Sagiolechia phaeospora

Scientific classification
- Kingdom: Fungi
- Division: Ascomycota
- Class: Lecanoromycetes
- Order: Ostropales
- Family: Sagiolechiaceae
- Genus: Sagiolechia
- Species: S. phaeospora
- Binomial name: Sagiolechia phaeospora Fryday & T.Sprib. (2020)
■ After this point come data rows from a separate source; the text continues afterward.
PR #1268, opened 2025-12-08
fix(client-logging): do not log any message in `appclient.cpp` before logging setup is complete

luc-guyot-infomaniak:


src/gui/appclient.cpp
```diff
@@ -112,6 +112,8 @@ AppClient::AppClient(int &argc, char **argv) :
         return;
     }
 
+    setupLogging();
```
herve-er, line 115: `setupLogging();` will probably crash if called before `connectToServer()`.  
`setupLogging();` requires the `ParametersCache`, which depends on the server connection<  
If the serverconnection is not set up, `ParametersCache::instance()` will return `nullptr` and cause a crash.

luc-guyot-infomaniak: Thanks, you are absolutely right! Actually the Qt debug macros redirect the log messages to the standard output as long as the logger is not set up. So it does seem useful to change anything here.

luc-guyot-infomaniak:
Abandoned as it is not only useless but also harmful.

PR #1270, opened 2025-12-08
Cherry pick fixes about network disconnection

ClementKunz:
Backport fixes from PR #1267 and #1265

### DIFF
--- a/src/libsyncengine/jobs/network/kDrive_API/downloadjob.cpp
+++ b/src/libsyncengine/jobs/network/kDrive_API/downloadjob.cpp
@@ -44,6 +44,7 @@ namespace KDC {
 #define TRIALS 5
 #define READ_PAUSE_SLEEP_PERIOD 100 // 0.1 s
 #define READ_RETRIES 10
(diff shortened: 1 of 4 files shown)


herve-er (dismissed):

src/libsyncengine/jobs/network/kDrive_API/downloadjob.cpp
```diff
@@ -649,12 +649,28 @@ ExitInfo DownloadJob::createTmpFile(std::optional<std::reference_wrapper<std::is
                         retryCount = 0;
                     }
 
+                    if (readSize == 0 && !istr->get().eof()) {
+                        if (retryCount < READ_RETRIES) {
```
herve-er: Could we increase the max retries value?
Currently, we abort after one second without receiving data, which is very likely to happen on an unstable network.

ClementKunz: Done in 6792341817707273d4e1ce53178b5580a6b161f3

herve-er (approved):

PR #1069, opened 2025-03-31
Simplify replaceAll and splitAll in Hakyll.Core.Util.String

thomie:
`(=~~)` is polymorphic in its return type. Get first match + before/after directly, instead of splitting manually on match indices. Moreover, since `=~~` uses `'fail'` on lack of match, and `Maybe` is an instance of `MonadFail`, `listToMaybe` isn't necessary.


LaurentRDC:

While we're touching these functions, would you mind adding a few test cases [here](https://github.com/jaspervdj/hakyll/blob/517b5c413f1e7655d471c1c3ae8a365a26db647f/tests/Hakyll/Core/Util/String/Tests.hs#L24)?

thomie:
Here you go. Even found a bug!

PR #1076, opened 2025-08-05
Re-link pandoc in the site to `https://pandoc.org/` 

foxmean:
The previous link is link to the broken site of John McFarlane like the picture below.
image
So, I link to official site instead.


LaurentRDC:
Thanks!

= Sagiolechia phaeospora =

- Authority: Fryday & T.Sprib. (2020)

Species of lichen-forming fungus

Sagiolechia phaeospora is a species of crustose lichen in the family Sagiolechiaceae. It is found in the alpine tundra of Alaska.

==Taxonomy==

The lichen was described as a new species in 2020 by the lichenologists Alan Fryday and Toby Spribille. The type specimen was collected from the Hoonah-Angoon Census Area in Glacier Bay National Park. It was found on Excursion Ridge at an elevation of 918 m, where it was growing on argillite rock. The specific epithet phaeospora refers to its brownish ascospores, a feature that is unique in the genus Sagiolechia.

==Description==

Sagiolechia phaeospora has a thin, whitish, crustose thallus with numerous cracks and areoles. The photobiont partner of the lichen is a single-celled green alga with roundish to angular cells measuring 10–14 μm. The other species in the genus, in contrast, have trentepohloid photobionts (i.e., filamentous, multicellular green algae with a yellow to orange color). The apothecia made by the lichen are black, measuring 0.6–1.0 mm in diameter. Asci are eight-spored, with dimensions of 70–72 by 16–17 μm. The brownish ascospores are more or less (i.e., divided by horizontal and vertical septa), and typically measure 17.8–18.5 by 9.5–10.6 μm. Sagiolechia phaeospora is unreactive to standard chemical spot tests.

==Habitat and distribution==

The lichen is known only from the type locality, where it is saxicolous on argillite rock in heath in alpine tundra.